I purpose to set out next Monday, God willing, on my Return; and hope to be at home about the Middle of August, not exceeding the 20th.
My Compliments to all Enquiring Friends. I am, Dear Son, Your affectionate Father
B Franklin
P.S. Enclos’d you have a Letter from your Uncle, with a Power of Attorney.7 The Affair requires immediate Care, and I write at his Request, to desire you would do what is proper in it before you deliver the Letters that come by this Post, because otherwise others may be beforehand. The Case is this.
You remember Pitts that married Molly Yeldhall. He was a Factor for this Joseph Grant, and fell in his Debt I forget how much. Grant su’d him, and he gave Grant a Mortgage on a Piece of Ground and House in Walnut Street that lets for £15 or 20 per annum. It was before mortgag’d to Capt. Greenway for £100 who was to take Principal and Interest out of the Rent as they arose, so I suppose the £100 is now near if not quite paid off, and that Grant’s Mortgage will come in play and be paid in its Turn. The Land was intail’d by Molly’s Father, so it can not be held by Virtue of the Mortgage after her Son comes of Age, but that will not be these 9 or 10 Years. The Design of this Power is, that you may attach for Franklin and Williams, Grant’s Right to that Land by Virtue of his Mortgage. I suppose the Mortgage is recorded. I recommend this Affair to your Diligence which I hope will be effectual.8 Your loving Father
B F
Pitts and Wife join’d in the Mortgage, and I think I was an Evidence it must be about 8 or 9 Years ago. Isaac Griffitts was Grant’s Attorney.

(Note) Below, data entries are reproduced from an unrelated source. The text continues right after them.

PR #1022, opened 2022-03-01
Mp ignore lastseen

ujjwal-ab:
## Description of the change

Ignored last seen property

## Type of change

## Related issues

> Fix [#1]() 

### Development

- [ ] Lint rules pass locally

### Code review 


v0/destinations/mp/data/MPIdentifyConfig.json
```diff
@@ -29,6 +29,12 @@
     "required": false,
     "sourceFromGenericMap": true
   },
+  {
+    "destKey": "$ignore_time",
+    "sourceKeys": "ignoreTime",
+    "required": false,
+    "sourceFromGenericMap": true
```
utsabc, line 36: We don't have `ignoreTime` in GenericFieldMapping.json the mapping will fail at this point.

utsabc: Segment supports this by setting context.active = false for identify calls. Doing this will set $ignore_time to true for mix panel.
So rather than using the same name `ignoreTime` for source can we use `active`?

ItsSudip: My idea was, by default set ignoreTime to true. And if the user sends any other value we will accept that.

utsabc: I don't think keeping default true is good idea as during creation this will cause disparity on updated TS also we should update the updated TS always unless user sends this attribute as true

utsabc (dismissed):

v0/destinations/mp/transform.js
```diff
@@ -163,6 +163,10 @@ function getTransformedJSON(message, mappingJson, useNewMapping) {
     set(rawPayload, "$name", getFullName(message));
   }
 
+  if (!message.context.active && message.context.active === false) {
```
saikumarrs, line 166: Isn't this sufficient?

```suggestion
  if (message.context?.active === false) {
```

ujjwal-ab: Yes, it is sufficient. Both the previous conditions are actually doing the same thing.

utsabc (approved):

ItsSudip (approved):

saikumarrs (approved):

PR #1065, opened 2022-03-21
Garl hotfix

ItsSudip:
## Description of the change

We are using an npm module called sha256 to encrypt the user properties. But that module is unable to handle null values so put a check.

## Type of change
- [X] Bug fix (non-breaking change that fixes an issue)

## Related issues

> Fix [#1]() 

### Development

- [ ] Lint rules pass locally

### Code review 

### DIFF
--- a/v0/destinations/google_adwords_remarketing_lists/transform.js
+++ b/v0/destinations/google_adwords_remarketing_lists/transform.js
@@ -22,7 +22,7 @@ const {
 
 const hashEncrypt = object => {
   Object.keys(object).forEach(key => {
-    if (hashAttributes.includes(key)) {
+    if (hashAttributes.includes(key) && object[key]) {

Addressed: To Mr Wm Franklin at the Post Office Philadelphia
Endorsed: July 23 1753 Franklin vs Grant.
3. See above, p. 4.
4. Not found.
5. See below, pp. 68–79.
6. Johann Conrad Shütz (or Schutz), Philadelphia paper maker (see above, II, 363). Samuel Holbrook (1714–1766) served, 1749–54, as deputy to Ellis Huske, postmaster of Boston, and assisted him in publishing the Boston Post-Boy. Sibley’s Harvard Graduates IX, 410–11; Col. Soc. Mass. Pubs., IX (1907), 469.
7. John Franklin’s letter to his nephew, July 23, 1753, is in APS. It stated that Joseph Grant, upholsterer, had “lately faild” and was “now shut up,” and also advised William to have Grant’s property attached before the Boston mail was distributed in Philadelphia, “as some other of his Creditors may perhaps have Notice of the same Land.”
8. Jonathan Williams, Sr. (C.5.3) marketed window glass and bottles for the Quincy glass factory with which John Franklin was concerned. Carl Bridenbaugh, The Colonial Craftsman (N.Y., 1950), p. 44; see below, p. 119 n. Further details of the suit are not known.